Academic Paper – Exploring the Systemic Impact of Investing in Women- and People of Color-owned Businesses: A Multiple Case Study Approach

The present research reports on interview data and surveys collected from recipients of impact investment from the Force for Good Fund (FFGF) and investors in the FFGF. Our main research question was: “How do women and people of color owned ventures that receive impact investing create value?” Overall, four themes emerged from our data collection efforts—specifically, we found that there are four primary areas in which impact investment enables recipients to generate systemic impact in their communities: (a) Time, (b) Systems, (c) Impact, and (d) Champion.

Multiple theoretical and practical contributions emerge from this work. First, we find that the “patient capital” invested by the FFGF relieves some of the pressure women- and people of color-owned ventures feel with regards to raising money. Second, we find that impact investment facilitates recipients’ greater integration into the ecosystems in which they operate in terms of building relationships and community.
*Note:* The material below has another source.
PR #142, opened 2026-04-20
swagger: let go mod control the swaggo/swag version properly

vkhoroz:
Currently, swagger is only imported after `make swagger` command was run. Hence, depending onto the user's environment, go mod and linter may require or reject it inside go.mod. Anonymous import lets the go.mod do the dependency work properly for us.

Third, we find that impact investment reduces the barriers of exclusion that recipients feel which, in turn, breeds passion and diversity in the domain. Fourth, we find that impact investment provides a value champion that can help the recipient engage in strategic decision-making. 
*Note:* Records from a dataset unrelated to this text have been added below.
PR #183, opened 2026-06-15
Drop the notion of "ci" and "production"  Updates and Devices

doanac:
This concept is really just needed for our multi-tenant SAAS backend. In the context of this project, its causing unneeded complexity. There is no easy way to cleanly break up the commits. I've tried to structure changes in some logical order but these changes don't produce a bisectable set of commits.

One important note: This is not a backward compatible change. People will existing deployments like myself will need to update their backend storage to deal with this.

Fixes: https://github.com/foundriesio/update-server/issues/181


server/ui/web/templates/device.html
```diff
@@ -80,20 +88,6 @@ <h2>{{.Title}}</h2>
...
-              <ul>
-              {{/* A name and a group labels (if present) are always the first ones */}}
-              {{ if .Device.Labels.name }}<li>name: {{.Device.Labels.name}}</li>{{ end }}
-              {{ if .Device.Labels.group }}<li>group: {{.Device.Labels.group}}</li>{{ end }}
-              {{ range $key, $value := .Device.Labels }}
-                {{if and (ne $key "name") (ne $key "group")}}<li>{{$key}}: {{$value}}</li>{{end}}
-              {{ end }}
-              </ul>
-            </dd>
-        </div>
```
vkhoroz, line 96: What is the value of moving the Update and Labels sections around?

server/gateway/handlers_test.go
```diff
@@ -577,12 +561,12 @@ func TestEvents(t *testing.T) {
 func TestTufMeta(t *testing.T) {
 	tcCi42 := NewTestClient(t)
 	tcCi137 := NewTestClient(t)
-	tcProd42 := NewProdTestClient(t)
-	tcProd137 := NewProdTestClient(t)
+	tcCi42b := NewTestClient(t)
+	tcCi137b := NewTestClient(t)
```
vkhoroz: If we remove Ci vs Prod distinction - it makes sense to rename Ci too, e.g. `tc42, tc137` etc.

IIRC, the whole idea of `tcProdXyz` devices was to test isProd. So, their tests can be safely removed.

storage/gateway/storage.go
```diff
@@ -129,11 +128,7 @@ func (d Device) ProcessEvents(events []storage.DeviceUpdateEvent) error {
 			if err != nil {
 				return err
 			}
-			fs := d.storage.fs.Updates.Ci.Logs
-			if d.IsProd {
-				fs = d.storage.fs.Updates.Prod.Logs
-			}
-			if err = fs.AppendFile(d.Tag, d.UpdateName, storage.LogRolloutsFile, string(bytes)+"\n"); err != nil {
+			if err = d.storage.fs.Updates.Ci.Logs.AppendFile(d.Tag, d.UpdateName, storage.LogRolloutsFile, string(bytes)+"\n"); err != nil {
```
vkhoroz: This line seems too long by any measure.
```suggestion
			if err = d.storage.fs.Updates.Ci.Logs.AppendFile(
				d.Tag, d.UpdateName, storage.LogRolloutsFile, string(bytes)+"\n"); err != nil {
```

vkhoroz (approved):
LGTM

I think this is the right way to go, if we're no longer going to support the integration with our SaaS platform.
Feel free to merge once the tests pass and you're happy with the result.

server/ui/web/templates/device.html
doanac: We are creating a grid with these divs:
image

By removing the "production" column - we wind up with a row of 3 items, a row of 4, and a row of 2. It looks weird. This change balances the columns to look like:

image

server/gateway/handlers_test.go
doanac: fixed in force push

storage/gateway/storage.go
doanac: fixed in force push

Based on the present work, we recommend the following next steps: 

  • Take the best practices from the FFGF and communicate these to practitioners and policy-makers with the intention of developing partnerships that can migrate the FFGF model and enable broader longitudinal data collection efforts to provide greater insight into this impact investing framework. 
  • Present this feedback to groups of investors to lend a new perspective on how to best support impact driven companies. There are many investors that focus on “impact investing”, but they may find the insights from this research helpful to consider new ways to approach the structure of their fund and create their ‘impact’ narrative. 
  • Develop and implement a follow-up research project that can track relevant metrics (e.g., Time, Systems, Impact, Champion, etc.) over time (longitudinally over 3+ years) in a larger sample of firms. This project would seek to replicate (and test) the present findings and address the specific constraints on generalizability we encountered.